Normally the metabolic alkalosis compensation of respiratory acidosis is mild. Many books say it will never be so great as to cause hypoxemia, where you need pCO2 of 70-80, to affect low pO2.
But there are case reports of patients (I believe gastric outlet obstruction where metabolic alkalosis can be severe) where the pCO2 has occasionally gone as high as 80 mm and produced hypoxemia. I’ve seen a couple of those, especially in heavy cigarette smokers who have higher A-a gradients and lower baseline pO2 to being with.
By the way -agree with not extubating in the evening in most situations. Extubation, especially of difficult patients, should be done whenever possible at times of maximum MD/nursing coverage. You can do it in the evening but unless there is good coverage, there is usually not a good reason to do so. You will get away with it often but it invites disaster.
3 Responses to Intubated and difficult to wean
Roger, DO
June 1st, 2009 at 8:57 pm
I was fooled on your last acid/base, but I’ll do my best. I actually had a patient who I think may have had a similar problem.
Patient has a history of CHF, and was admitted with respiratory failure. In order to treat this, she has undergone massive diuresis with loop diuretics. As a result, she has a metabolic alkalosis secondary to her diuresis and volume contraction, with concomitant hypokalemia. She also seems to have respiratory compensation, which is this case is hypoventilation.
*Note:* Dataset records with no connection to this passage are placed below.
PR #667, opened 2023-08-17
Update differences-with-ethereum.md

miladpiri:
There were some issues with this example:
 - All the immutables should be initialized. So, here we will get compile time error regarding `y` which is not initialized.
  - Using return in assembly, will left the values of immutables equal to their default value (in this case `0`). For example, in the mode Y+M3B3, the value `x` will be equal to `0` not `45`. For example, if the function `getData()` returns `x`, it will return `0`.
   - Using some other modes (like E-M0B2 or Y+M1B0), will produce the following compile-time error. To solve it, the immutable `x` should not be public. ``` Errors found: ["CodeGenerationError: Some immutables were read from but never assigned, possibly because of optimization. ```


hedgar2017 (approved):
LGTM.

idea404 (approved):

PR #673, opened 2023-08-18
Update tutorial links to monorepo links

idea404:
# What :computer: 
* This PR updates the links in the relevant parts of the docs that would link to the old tutorials repos. Now they point to the monorepo. 

# Why :hand:
* Monorepo for tutorials was created here: https://github.com/matter-labs/tutorials


MexicanAce (approved):
LGTM

PR #704, opened 2023-09-15
qa: “Send an L2 to L1 message” tutorial PR fix

obmatter:
[SUGGESTION]:💡 It would be great to add how users can import those files. 

image

It’s difficult to understand where should we get example files from. 

We don’t have clear steps for all those 1-4 steps - let’s specify what commands have to be run so as not to confuse users.

Same unclear steps for

image


MexicanAce:
Should this be a GitHub Issue instead of a PR?

PR #711, opened 2023-09-18
Update Docs to Include New Definition of Block Timestamp and Number

idea404:
# What :computer: 
* [Current protocol update](https://github.com/zkSync-Community-Hub/zkync-developers/discussions/87) will change definitions of both

# Why :hand:
* The old definitions will be wrong


docs/dev/tutorials/aa-daily-spend-limit.md
```diff
@@ -1040,15 +1040,7 @@ Reset time was not updated as not enough time has passed
...
-Since `ONE_DAY` is set to 1 minute for this test in the `SpendLimit.sol` contract, you should expect it to reset after 60 seconds. However, we're using `block.timestamp` so the limit is only reset after a new L1 batch is sealed (around ten minutes on testnet). To understand the reason behind this, we should know about the constraints around using `block.timestamp`.
-
-::: warning `block.timestamp` returns L1 batch value
-
-`block.timestamp` returns the time of the latest L1 batch, instead of the L2 block, and it's only updated once a new batch is sealed (~5-10 minutes on testnet). What this means is that `block.timestamp` in smart contracts on zkSync Era is currently a delayed value.
-
-To keep this tutorial as simple as possible, we've used `block.timestamp` but we don't recommend relying on this for accurate time calculations.
-
-:::
+Since `ONE_DAY` is set to 1 minute for this test in the `SpendLimit.sol` contract, you should expect it to reset after 60 seconds. However, we're using `block.timestamp` so the limit is only reset after a new L1 block is collated (around 2-3 seconds).
```
MexicanAce, line 1043: Should this say `L2 block`?
```suggestion
Since `ONE_DAY` is set to 1 minute for this test in the `SpendLimit.sol` contract, you should expect it to reset after 60 seconds. However, we're using `block.timestamp` so the limit is only reset after a new L2 block is collated (around 2-3 seconds).
```

MexicanAce (approved):
LGTM

PR #716, opened 2023-09-22
fix: redstone tutorial missing links

idea404:
# What :computer: 
* Fixes cd command to go one level lower
* Adds link to tutorial repo in text 

# Why :hand:
* cd was leading to higher level readme only


AlbionaHoti (approved):
LGTM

Given her history of COPD, she usually has chronic hypoxemic respiratory acidosis secondary to CO2 retention. Due to this, her respiratory drive requires either (1) respiratory acidosis or (2) severe hypoxemia. Given her metabolic alkalosis and the fact that she is on a vent, she has neither. Thus, no respiratory drive. No respiratory drive = failure to wean. She also is probably a bit frail and suffering from respiratory muscle atrophy, which can occur rapidly in mechanically ventilated patients.
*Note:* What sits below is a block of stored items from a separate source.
PR #730, opened 2023-09-29
feat: add JS Ethers V6 SDK

danijelTxFusion:
# What :computer: 
* Documentation for JavaScript Ethers V6 SDK has been added.


docs/.vuepress/sidebar/en.ts
```diff
@@ -114,6 +114,34 @@ export const enSidebar = sidebar({
         "/api/js/front-end",
       ],
     },
+    {
+      text: "JavaScript Ethers V6 SDK",
```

I will never forget this because in the patient I had, most of her “weaning parameters” were looking good. We decided to extubate at around 5PM (bad idea). While I was having dinner I heard the ominous “cold blue, MICU” called, and NEW it was my patient. Of course, we reintubated.
After convincing my attending to treat her with acetazolamide for a few days, we successfully extubated her, and she was discharged a few days later.
Since then, I’ve always wanted to do a retrospective study of patients admitted to ICUs with CHF and see if the elevated serum bicarbs predict failed exutbations or prolonged time on vents. Haven’t done it yet, though. If you decide to do it (or know of this already having been done), let me know
Roger, DO
June 2nd, 2009 at 9:42 pm
And the answer is……?
Patiently waiting to see if I was fooled again.
Thanks for these great problems!
cory
June 3rd, 2009 at 7:33 am
Looks like hypokalemia and concomitant metabolic alkalosis which as the previous writer says presents a barrier to weaning. The serum potassium which is only slightly low may underestimate the potassium deficit in the body. Patient needs potassium and judicious volume replacement with sodium chloride and possibly some magnesium.
Normally the metabolic alkalosis compensation of respiratory acidosis is mild. Many books say it will never be so great as to cause hypoxemia, where you need pCO2 of 70-80, to affect low pO2.
But there are case reports of patients (I believe gastric outlet obstruction where metabolic alkalosis can be severe) where the pCO2 has occasionally gone as high as 80 mm and produced hypoxemia. I’ve seen a couple of those, especially in heavy cigarette smokers who have higher A-a gradients and lower baseline pO2 to being with.
By the way -agree with not extubating in the evening in most situations. Extubation, especially of difficult patients, should be done whenever possible at times of maximum MD/nursing coverage. You can do it in the evening but unless there is good coverage, there is usually not a good reason to do so. You will get away with it often but it invites disaster.